I heard that the following SDE can be solved analitically by substitution:
$dX(t) = - \left[ \sin (2 X(t) ) + \frac{1}{4} \sin (4 X(t) ) \right] dt + \sqrt{2} \cos^2 X(t) dB(t),$ $X(0) = 1, \; t \in [0, \tau)$
But is isn't as simple as it sounds. Any ideas? Of course $\mathbb{B}$ is a brownian motion.
Motivation: Only few stochastic differential equations (SDEs) can be solved explicitely; one of them is a linear SDE with determinstic coefficients, i.e. an SDE of the form
$$dZ_t = (\alpha(t)+\beta(t) Z_t) \, dB_t + (\gamma(t)+\delta(t) Z_t) \, dt. \tag{1}$$
That's why one usually tries to transform SDEs into a linear SDE. For SDEs of the form
$$dX_t = b(X_t) \, dt + \sigma(X_t) \, dB_t, \tag{2}$$
i.e.
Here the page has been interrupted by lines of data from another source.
PR #8946, opened 2025-07-10
 vk: VulkanBuffer cannot skip staging buffer after a read

poweifeng:
The previous introduction of VulkanBufferProxy uses the refcount of the backing VulkanBuffer as an indication whether there's a write in progress or not. But we also want to make sure there is no read in progress (i.e. not referenced in a descriptor set). This commit fixes the bookkeeping while trying to clean up the relevant structs.

### DIFF
--- a/filament/backend/src/vulkan/VulkanHandles.h
+++ b/filament/backend/src/vulkan/VulkanHandles.h
@@ -26,6 +26,7 @@
 #include "VulkanFboCache.h"
 #include "VulkanSwapChain.h"
 #include "VulkanTexture.h"
+#include "vulkan/VulkanCommands.h"
 #include "vulkan/memory/Resource.h"
 #include "vulkan/utils/Definitions.h"
 #include "vulkan/utils/StaticVector.h"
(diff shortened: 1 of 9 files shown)


rafadevai:
LGTM

rafadevai:
so now with this change if I understanding it correctly, will negate the bypass?

filament/backend/src/vulkan/VulkanHandles.h
```diff
@@ -419,6 +421,9 @@ struct VulkanVertexBuffer : public HwVertexBuffer, fvkmemory::Resource {
             fvkmemory::resource_ptr<VulkanVertexBufferInfo> vbi);
     void setBuffer(fvkmemory::resource_ptr<VulkanBufferObject> bufferObject, uint32_t index);
 
+    // TODO: because VulkanBufferObject is backed by VulkanBufferProxy, which could switch out the
```
rafadevai, line 431: So in the case of switching a buffer is expected also to update the descriptor sets to keep things consistent, but we are not doing that right now.

So better put a comment in the VulkanBufferProxy class where the buffer change could be added?

bejado (approved):

filament/backend/src/vulkan/VulkanHandles.h
poweifeng: done

PR #8949, opened 2025-07-11
Add per-byte image comparison to backend tests

granade-work:
Instead of importing opencv as I had intended with https://github.com/google/filament/pull/8937 this open codes a very simple, almost trivial image comparison that can nevertheless be expanded to provide image diffs and adjustable image comparison thresholds for golden images.

I had not previously appreciated that this could be quite this simple since the captures generated in these tests are so uniform.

SDEs where the coefficient do not depend on the time $t$, there are necessary and sufficient criterions for a transformation into a linear SDE (see e.g. René L. Schilling/Lothar Partzsch: Brownian Motion - An Introduction to Stochastic Processes, Section 19.4, 2nd edition).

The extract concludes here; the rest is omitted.